§ **Exercise description**: Up to and including the final line, please copy every line exactly, starting from the one that contains "return currentBody;" in the material below.

§ **Material supplied**:
PR #221, opened 2017-09-07
make sure the PSO_referencebody exists

Sigma88:
this adds the same exception from #220 to PostSpawnOrbits

### DIFF
--- a/Kopernicus/Kopernicus/RuntimeUtility/RuntimeUtility.cs
+++ b/Kopernicus/Kopernicus/RuntimeUtility/RuntimeUtility.cs
@@ -156,9 +156,16 @@ namespace Kopernicus
 
                     CelestialBody newRef = PSystemManager.Instance.localBodies.FirstOrDefault(b => b.transform.name == loader.referenceBody);
                     if (newRef != null)
+                    {
                         body.orbit.referenceBody = body.orbitDriver.referenceBody = newRef;
                     else
-                        throw new Exception("PostSpawnOrbit reference body for \"" + body.name + "\" could not be found. Missing body name is \"" + loader.referenceBody + "\".");
+                    {
+                        // Log the exception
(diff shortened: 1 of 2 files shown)


Kopernicus/Kopernicus/RuntimeUtility/RuntimeUtility.cs
```diff
@@ -153,6 +153,13 @@ void Start()
                     body.orbitDriver.orbit = loader.orbit;
                     CelestialBody oldRef = body.referenceBody;
                     body.referenceBody.orbitingBodies.Remove(body);
+
+                    CelestialBody newRef = PSystemManager.Instance.localBodies.FirstOrDefault(b => b.transform.name == loader.referenceBody);
+                    if (newRef != null)
+                        body.orbit.referenceBody = body.orbitDriver.referenceBody = newRef;
+                    else
+                        throw new Exception("PostSpawnOrbit reference body for \"" + body.name + "\" could not be found. Missing body name is \"" + loader.referenceBody + "\".");
```
StollD: Please make this a `Debug.Log`. The system loaded successfully, no need to kill the runtime maintainance when the system could work.

StollD: That said, we should add a check that disables RuntimeUtility if the loader failed.

Sigma88: not sure about "could work"

I mean, if it's designed to work with the PostSpawnOrbit and an user messes up when updating the planet pack to a newer version, it could result in a save loading on a system different than what it is supposed to be, potentially losing crafts and crybabies going nuts.

that said, I can change it if you are convinced Debub.Log will be a better choice

StollD: Make it a Debug.Log and spawn the "something broke search help" window?

Sigma88:
ok, I think this should be fine now

PR #223, opened 2017-09-07
fix cachefile generation

Sigma88:
correctly account for the presence of a non-spherical ocean when generating the cachefile for the planet


Sigma88:
I've tested this extensively and couldn't find any issues yet

PR #230, opened 2017-09-21
Sigma 1

Sigma88:
added some stuff to enhance compatibility

### DIFF
--- a/Kopernicus/Kopernicus/Configuration/Loader.cs
+++ b/Kopernicus/Kopernicus/Configuration/Loader.cs
@@ -209,6 +209,9 @@ namespace Kopernicus
                     Logger.Default.SetAsActive ();
                 }
 
+                // Event
+                Events.OnLoaderLoadedAllBodies.Fire(this, node);
+
                 // Load all of the asteroids                
                 foreach (ConfigNode asteroidNode in node.GetNodes(asteroidNodeName))
                 {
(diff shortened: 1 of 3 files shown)


Sigma88:
these changes are simple enough that I think there shouldn't be any problems in adding them

@StollD  maybe take a look to make sure I didn't do something stupid :D

StollD:
I don't know if I like that currentBody stuff to be honest...

If you really want it, please add currentBody to BaseLoader, make it default to generatedBody, and change all the loaders to include a third constructor that accepts a PSystemBody. (which then sets currentBody)

Sigma88:
gotcha

Sigma88:
can I change the generatedBody to be non-static?

Sigma88:
I think this should do the trick

        public class BaseLoader
        {
            public PSystemBody currentBody = null;

            // Singleton of the currently edited body
            public PSystemBody generatedBody
            {
                get
                {
                    if (currentBody != null)
                        return currentBody;
                    else
                        return Loader.currentBody.generatedBody;
                }
            }
        }

Sigma88:
alternatively we could use


            public PSystemBody currentBody { internal get; set; }

instead of 

            public PSystemBody currentBody = null;

StollD:
I like your first suggestion, but I would suggest to make both, generatedBody and currentBody protected instead of public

§ **Response**:
                        return currentBody;
                    else
                        return Loader.currentBody.generatedBody;
                }
            }
        }

Sigma88:
alternatively we could use


            public PSystemBody currentBody { internal get; set; }

instead of 

            public PSystemBody currentBody = null;

StollD:
I like your first suggestion, but I would suggest to make both, generatedBody and currentBody protected instead of public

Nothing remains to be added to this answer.